Our Lord laid emphasis upon the forgiving spirit. The one thing above all others that bolts and bars the way into the presence chamber of prayer is unwillingness to forgive from the heart. No gift can be accepted of God until reconciliation has been made. "If therefore thou art offering thy gift at the altar, and there rememberest that thy brother hath aught against thee, leave there thy gift before the altar, and go thy way; first be reconciled to thy brother, and then come and offer thy gift" (Matthew 5:23,24).

 

Again, when Jesus stated the law of faith in relation to prayer, he said: "Therefore I say unto you, All things whatsoever ye pray and ask for, believe that ye have received them, and ye shall have them. And whensoever ye stand praying, forgive, if ye have aught against anyone; that your Father also which is in heaven may forgive you your trespasses" (Mark 11: 24-26). "But if ye forgive not men their trespasses, neither will your Father forgive your trespasses" (Matthew 6:15).

 

Why did He lay such emphasis upon forgiveness?
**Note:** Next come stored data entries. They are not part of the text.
Issue #575, opened 2023-12-02
Replace file License headers to match GLPv3


BPerlakiH:
In an attempt to unify the header of each source file, including new ones, we want to apply a common template, and replace the existing ones across the code base.

BPerlakiH:
Can we define here how the header should look like, to be GLPv3 compliant?
Then I can replace them across the project, and set it in a template, so new files are created with that from then on.

kelson42:
Yes I will, but not a prio for the moment.

PR #576, opened 2023-12-03
#520 custom app support, fixing all the core issues in apple code baseCustom app support

BPerlakiH:
Fixing: https://github.com/kiwix/apple/issues/520
Adding support for custom apps, includes the changes only related to Kiwix main repo.


App/App_iOS.swift
```diff
@@ -1,10 +1,4 @@
-//
```
kelson42, line 1: Copyright is not owned by Kiwix. Headers should be changed in a dedicated PR, see ticket #575. Lets keep this PR for the custom apps.

Kiwix.xcodeproj/project.pbxproj
```diff
@@ -655,7 +664,7 @@
 				};
 			};
 			buildConfigurationList = 97A2AB831C1B80FF00052E74 /* Build configuration list for PBXProject "Kiwix" */;
-			compatibilityVersion = "Xcode 13.0";
+			compatibilityVersion = "Xcode 15.0";
```
kelson42, line 667: This is not something we can changed just like this usually. @rgaudin Is that OK?

BPerlakiH: No problem, reverted to version 13.

kelson42 (approved):

Issue #573, opened 2023-12-01
Hide library-related menu entries on macOS


rgaudin:
In custom-app, those entries should not be visible.

<img width="914" alt="Screenshot_2023-12-01_at_11_22_11" src="https://github.com/kiwix/apple/assets/57929/6cad0e38-62a6-4150-be15-b351c8d384d4">

PR #577, opened 2023-12-03
Hide library menus on macOS

BPerlakiH:
Fixing: [#573](https://github.com/kiwix/apple/issues/573)

Hide library menus on macOS.


BPerlakiH:
No longer needed.

PR #587, opened 2023-12-08
Remove unused file

BPerlakiH:
Remove file that is not in use anymore (not linked to any target).


rgaudin:
There might be a reason @automactic left it on the repo. Can be restored from git anyway though.

PR #590, opened 2023-12-09
Remove unused file

BPerlakiH:
Removing unused test file:
Screenshot 2023-12-09 at 21 25 44


kelson42 (approved):
Not really sure why this is unused honestly and therefore not sure this is a good idea to remove it.

PR #595, opened 2023-12-17
Enforce localization for custom apps

### LINKED ISSUE #594: Specify/force language for custom apps
Kiwix custom apps should have the ability to force UI language to a specific local.

BPerlakiH:
Fixes #594 

We want to enforce the localization of the apps.
There are a couple of limitations in this:
- Apple is choosing which language should be selected by default on it's own.
- It is possible to override the UserDefaults "AppleLanguages", but swift UI cannot do this early enough (main function is provided by Apple and we don't know how to re-implement it in a safe way to override), 
- The result is that t**he full enforcement of the language only works on the second launch of the app** (not fresh install)
- On fresh install we can override the bundle we use to search for localised strings, which works OK, except the search bars' cancel button, which is currently using the system provided button.

Simulator Screenshot - iPad mini (6th generation) - 2023-12-17 at 14 53 08
Screenshot 2023-12-17 at 14 52 40

Since this is a first launch only issue, and not really visible without using the search functionality, I think we can live with this.

### DIFF
--- a/App/App_iOS.swift
+++ b/App/App_iOS.swift
@@ -17,8 +17,11 @@ struct Kiwix: App {
     @UIApplicationDelegateAdaptor(AppDelegate.self) private var appDelegate
     
     private let fileMonitor: DirectoryMonitor
-    
+
     init() {
+        if let enforcedLanguage: String = Config.value(for: .enforcedLanguage) {
+            DefaultLanguages.enforce(language: enforcedLanguage)
+        }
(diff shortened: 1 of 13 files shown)


kelson42:
@BPerlakiH How do apps which are only available in German? I guess, first launch can not be in "default language" if it does not exist.

kelson42 (approved):
LGTM from a user perspective

kelson42:
@tvision251 Please make the code review

PR #596, opened 2023-12-18

translatewiki:
Translation updates


BPerlakiH:
So far the PR itself looks good.
Overall there are 3 issues found with the localisation:
1) if a value is not translated it will fall back to the key, instead of English.
2) the new languages are not added automatically to the project, for this I will create a separate PR to handle it via XCodeGen.
3) the qqq.proj which we should not include in the project, here there are 2 options:
 - we can .gitignore it, and it won't be under source control
 - we can exclude it via XcodeGen, so it won't include it in the project itself, but will be source controlled

kelson42:
@BPerlakiH We can not have fallback to english?

rgaudin:
> @BPerlakiH We can not have fallback to english?

If I understood correctly, being able to fallback to English means including EN language thus having the app displayed in EN for all those not having their system in German

BPerlakiH:
> @BPerlakiH We can not have fallback to english? Xcodegen shoukd resolve the other points.

Actual we can fallback with the changes added here: https://github.com/kiwix/apple/pull/597
That PR also addresses the other concerns.
**One questions remains, do we need the qqq.proj file in git?** 
We can either .gitignore it, or keep it in git and ignore it on the project level (so it won't make it into our builds).

BPerlakiH:
I've added the relevant localisation changes to this PR:
- make sure we are falling back to English if a term / key has no translation yet.
- fixing the icons on the article page, as the name of the image to be displayed was also using the translated values, which caused the icons to disappear in other (than English) languages.

BPerlakiH:
This PR will add the new language files to Git, but won't add it to the project itself.
- We can do that manually (which I think we agreed on not to do)
- We can do it automatically using Xcode gen, via this PR: https://github.com/kiwix/apple/pull/597

BPerlakiH (approved):

PR #597, opened 2023-12-20
Adding XcodeGen

BPerlakiH:
We want to replace the manual project file with an auto-generated one.
This gives us the flexibility to include new files in the project automatically, eg. new translations.

In order to keep it in sync, it requires to re-generate the project with each file added or removed.
This is currently achieved via shared git-hooks, with the help of pre-commit.

Readme file updated with the necessary 1 extra step for new developers to start with the project.


project.yml
```diff
@@ -0,0 +1,143 @@
...
+        INFOPLIST_KEY_CFBundleDisplayName: Kiwix
+    type: application
+    supportedDestinations: [iOS, macOS]
+    # info:
+      # path: Support/Info.plist
+      # CFBundleName: Kiwix
+    sources: 
+      - path: App
+      - path: Support/Kiwix-Bridging-Header.h
+        destinationFilters: [iOS]
```
rgaudin, line 76: Why would this not be required for macOS?

README.md
```diff
@@ -20,6 +20,16 @@ downloadable for older versions of macOS and iOS on the Mac App Store.
 
 Kiwix developers usually work with latest macOS and Xcode. Check our [Continuous Integration Workflow](https://github.com/kiwix/apple/blob/main/.github/workflows/ci.yml) to find out which XCode version we use on Github Actions.
 
+After checkout please run:
```
rgaudin, line 23: I thought we wanted to ease onboarding (cf. the move to a swift package) ; this goes the other way.
I'd be reading the README so I'm OK with this but is @kelson42? Because we discussed otherwise:

- having the xcproj in the repo
- having it in .gitignore (so it's not pushed accidentaly)
- in the CI (and/or pre-commit), if `project.yml` is modified, ensure the project is added (with --force) and pushed otherwise fail.

Pros:

- does not require any initial setup from developers
- prevents accidental un-sync

Cons:

- no `git diff Kiwix.xcproject` (but that's the same with what's proposed here ; consequence of xcodegen)
- potential frustration of newcomer not reading readme and wanting to push change to xcproj before realizing it's ignored
- Initial CI failures in PRs when modifying the template and not force-pushing the gen'd xcproj

rgaudin (commented):
I don't know if this is because it targets `main` which would lack ongoing progress but this PR includes a lot of unrelated stuff.

Looks good but I think we should sort this method thing first: should we include the proj in the repo or not?

project.yml
BPerlakiH: This had to be removed for macOS in the original project file as well, in order to make it compile, please see it here:
https://github.com/kiwix/apple/blob/37532b303f7b6fff80a2234745164e2cd1470b3b/Kiwix.xcodeproj/project.pbxproj#L106C23-L106C23
at the end of line 106 we have: "platformFilter = ios; };"

README.md
BPerlakiH: I don't have a strong opinion on this one.
Now I've added back the project files generated by Xcode-gen, maybe as a step 2 we can try to figure out how to keep it in sync.
Any swift file / asset file added to the repo would change the project file, therefore it needs to be re-generated.
Maybe we could apply special GitHub rules who can commit to that file, so on a successful build it will be updated from the CI side, and any change pushed to it will be ignored / overwritten.

BPerlakiH:
> I don't know if this is because it targets `main` which would lack ongoing progress but this PR includes a lot of unrelated stuff.
I think you are right, it's a bit confusing with the other changes in the same place.
I've moved the translation related changes to the other PR: https://github.com/kiwix/apple/pull/596
and left here only the project changes.

project.yml
rgaudin: OK

README.md
kelson42: > I thought we wanted to ease onboarding (cf. the move to a swift package) ; this goes the other way.
> I'd be reading the README so I'm OK with this but is @kelson42?

I confirm

kelson42:
What is the status here? How this PR articulates with #606? Whihc ticket does it fix?

BPerlakiH:
> What is the status here? How this PR articulates with #606? Whihc ticket does it fix?

It has been superseded by https://github.com/kiwix/apple/pull/606, therefore I am closing this one, to make things cleaner.

PR #599, opened 2023-12-21
Generate and commit Xcode project files in CI

### LINKED ISSUE #607: Improve handling of (code generated) XCode project files
# The origin of the problem

Xcode needs a so called project folder in order to compile an app.
This is a collection of XMLs that is referencing other files, has settings per target and per scheme, and other general compile options.

In order to dynamically work with similar settings to the main repo, but building custom apps, we need to change some of these settings, and might not need to include all the files in the project (eg. selecting only a single language file to be included), or add special files, such as a custom zim file.

Editing the XML file doesn't seem like a viable option here, the most important file is over 1500 lines long.

For these reasons, we wanted to use XCodeGen, which based on a yml project file and the files available in the repository, can create the very same Xcode project directory. It has templating, scheme and other options as well, which is very handy for our goals.

# The current problem

What can cause a change in the project directory? It can be a manual setting change in Xcode, but it can also be a file change, eg. adding a new file / renaming a file or deleting it (outside of the Xcode project folder that is, eg: adding a new Model or Utility class).

We wanted to leave the Xcode project folder in git, so that a new developer can clone the project and start using it. This raises a question how can we make sure that the project file is up to date?

**We wanted to add the project folder to .gitignore. This is not working as we expected.** The project folder is already "tracked" by git, so every change to it needs to be committed. Adding the project folder to .gitignore, has no effect, it is still "tracked" by git. From the [git documentation](https://git-scm.com/docs/gitignore):
> A gitignore file specifies intentionally untracked files that Git should ignore. Files already tracked by Git are not affected;

This means that we are left we 2 options. Either leaving the project file in git, and make sure it's always up to date, or removing it from git.

# 1) Alternative approach keep tracking the project folder, but regenerate on CI side:
In order to make sure that the project folder is up to date, it needs to be re-generated on the CI side, either at the level of building the Pull Request (a successful build means it's a valid project folder) or at the level of the main branch, when merging PRs.
This means we will apply either **automatic commits** on top of pull requests or as part of merging pull requests.

# 2) Alternative approach, remove the project folder from git:
Keeping in mind that we want to make sure that onboarding developers is  easy, we can combine the first steps of getting started with the project into **a single command**, that will both install the necessary tools, automate the project generation and synchronisation for the developers, and downloads CoreKiwix.xcframework at the same time. A single command that needs to be run only once after cloning the project.

BPerlakiH:
Fixes #607 

Adding a post build step to commit back the xcodeproject files via CI.


kelson42:
@BPerlakiH I don't know what exactly which ticket you try to fix, but all commits should be done by humans. You don't need this MO.

BPerlakiH:
Please see the full description how this attempt might (or might not) fit into our goals here:
https://github.com/kiwix/apple/pull/606

kelson42:
@BPerlakiH I require clearly defined issue(s) for each PR. This is not the case neither here or for #606. This is one of the reason why I don't understand you. Please follow processes accurately.

@rgaudin Maybe you better understand than me what is going on here (beside "wild" PRs. But to me there seems to be behind this PR a misunderstanding how works git.

rgaudin:
Can we close this PR? It _fixes_ an issue that is closed and we don't have the project in the repo anymore.

BPerlakiH:
I am happy to close this.

PR #54, opened 2019-08-05
 Implement fd_filestat_set_times using the filetime crate. 

marmistrz:
In the future we could consider using `filetime` to replace `systemtime_to_timestamp` from #42.

PR #56, opened 2019-08-09
Add a testcase for fd_filestat_set_*

marmistrz:
This PR matches https://github.com/CraneStation/wasi-misc-tests/pull/14 and should be merged before #54.
The file was created using `cargo build --release --target=wasm32-wasi`

(I'm not really sure how I should submit the .wasm files)


build.rs
```diff
@@ -136,6 +136,7 @@ cfg_if::cfg_if! {
                     "symlink_loop" => true,
                     "clock_time_get" => true,
                     "truncation_rights" => true,
+                    "fd_filestat_set" => true,
```
kubkon, line 139: I'm at a loss here. I thought that the whole point was to add a testcase that tests changes of #54 in addition to #47  :-D Anyhow, I suggest we wait with this PR after #54 is merge, or you could potentially add the test binary as part of #54.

Was it not for the same reason that the law and the prophets placed the emphasis upon righteousness? All who would come to the Holy One must be holy, and whoever will come to the God of mercy must be merciful. The petitioner for grace must believe in grace.

 

Thine Inner Chamber:

 

Let no soul be discouraged from making a beginning. Schools are graded to the capacity of the learners. The great souls who became mighty in prayer, and rejoiced to spend three and four hours a day alone with God, were once beginners. They went from strength to strength. For our comfort let us remember that it is into our own inner chamber we enter, and the God who is there is our Father. Many years ago a sweet little girl stole into my bedroom in the house where I was staying. She prattled blithely over all the wonders of her child world, but when I asked if father was up, she looked radiantly and reverently into my eyes and said, "Oh, my daddy always talks with God in the drawing room before breakfast."

 

Happy father! Happy child! Happy God!